Выбрать главу

Бывало, слушая очередную выбранную им повесть, Софья вовсе не следила за красотами речи и ходом событий, лишь предавалась звукам голоса, будто уносящего ее теплой волной. Но после, оставшись одна, с жадностью прочитывала все, силясь отыскать между строк самый малый намек на вопрос, который она могла бы задать, чтобы послушать ответ. И всякий раз слова, на которые она решалась, все смелее и определеннее стремились проговорить о своем чувстве. Но Петр Александрович не отзывался ни на какую двусмысленность — он был слишком бесхитростен и прозрачен душой, и предположить не мог, причиной скольких смятений является. И это свойство лишь сильнее и несокрушимее приковывало к нему.

— Вы согласны со словами Жуковского, что кроме счастья есть много других прекрасных вещей? — незаметно пересев чуть дальше от лампы и стараясь утаить внутренний трепет, спросила однажды Софья.

— Пушкин сказал, что привычка — замена счастью, а позже, быть может, чувствуя потребность подвести итоги прожитому: что счастья нет, но есть покой и воля. Не только каждый сам отвечает на этот вопрос, но и в разные моменты жизни наши ответы могут разниться между собой, — уклончиво проговорил Петр Александрович и, то ли обходя беспокойную тему, то ли и вправду увлекшись кстати пришедшей мыслью, увел разговор к воспоминаниям о Пушкине.
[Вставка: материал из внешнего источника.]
PR #1591, opened 2023-01-04
Always use blend for stem storage in cffwrite_t2cstr.c

skef:
## Description

The current version of this file stores stems in a union, with just a float for edge0 and edge1 in one case and a blend structure in the other. CFF2 uses the blend while CFF uses just the float. The blend `.value` happens to coincide with the float.

This sort of works but the model breaks down for non-blended stems in CFF2 output. It's better to just use the blend structure for all cases with hasBlend set to false if there's no blend data. That way CFF output can ignore everything but the "default" value and CFF2 output can correctly detect whether it needs to output a blend.

## Checklist:

### DIFF
--- a/c/shared/source/cffwrite/cffwrite_t2cstr.c
+++ b/c/shared/source/cffwrite/cffwrite_t2cstr.c
@@ -29,14 +29,8 @@
 
 typedef struct /* Stem hint */
 {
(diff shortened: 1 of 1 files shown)


cjchapman (approved):
👍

Софья потом корила себя за то, что недостаточно внимательно слушала, когда ее теснили и негодующая нежность, и почтительное восхищение к этому человеку. Она не находила средства выговорить ему свою досаду, отчего он так мало высказывается сам, даже в своих историях оставаясь будто в тени тех, кому они посвящены. Ей хотелось бы разглядеть его самого, подлинного, ничем не скованного, откровенного. Узнать, что кроется за этой невозмутимой безупречностью и благодушием. Но попытки расспросить о детстве, на которые графиня много полагала, Петр Александрович немногословно, но определенно пресек, и она боялась повторить их — боялась, что за этим его движением есть какая-то затаенная боль, которую она не желала бы задеть. Но в том, что за явленным ей кротким обликом есть другие, превосходящие совершенства, Софья была уверена: думая об этом, она пыталась представить его себе безудержно смеющимся, каким он никогда не показывался перед ней. Но ей отчего-то представлялось, что он замечательно умеет развеселиться сам и рассмешить другого до слез. Она мечтала узнать его вполне, и крепнувшая в этом стремлении страсть тем была мучительнее, что разрешение ее казалось совершенно недостижимым.

Прогревшийся воздух полнился звуками оркестра, настраивавшего инструменты, и Софья боязливо переводила свое внимание на птичьи голоса и шелест березовых листов: ей всегда казалось, что музыкант перед концертом проживает нечто таинственное и не предназначенное ни для какого взгляда и слуха. Гудки отходивших пароходов прорезали сгустившееся спокойствие все чаще, дорожки сада наполняли посетители, а графиня, точно забыв о собственном намерении, не решалась глядеть по сторонам. Входя под затейливую арку, оплетенную плющом, она держалась за локоть мужа, будто за вынужденный штурвал в этом желанном, но таившем грозу плавании.

— Пожалуйста, мадам! — Софья удивленно вскинула взгляд, встретив смущенную, будто не решавшуюся вполне раскрыться улыбку молодого человека в длинном фартуке служащего. Она невольно протянула руки, принимая от него букет тугих, блестящих в оброненном луче пурпурных тюльпанов. От недоуменной радости графиня смешалась и не смогла выговорить слов благодарности, лишь склонила голову откровенно и беззащитно. Прижимая к себе обретенную приятную тяжесть и от волнения вертя в пальцах краешек кисейной ленты, которой были перевязаны цветы, Софья не искала причин столь внезапного жеста внимания, лишь хотела бы верить, что он был для нее добрым знаком.

— Устроитель решил таким образом привлечь гостей и наладить цветочную торговлю, — услышала она обрывок разговора за спиной, и тут же обратила внимание, что дама впереди нее тоже идет не с пустыми руками.

— Не думал, что вас после павлинской оранжереи способен будет порадовать столь заурядный букет, mа cherе, — проговорил граф с незлой снисходительной усмешкой.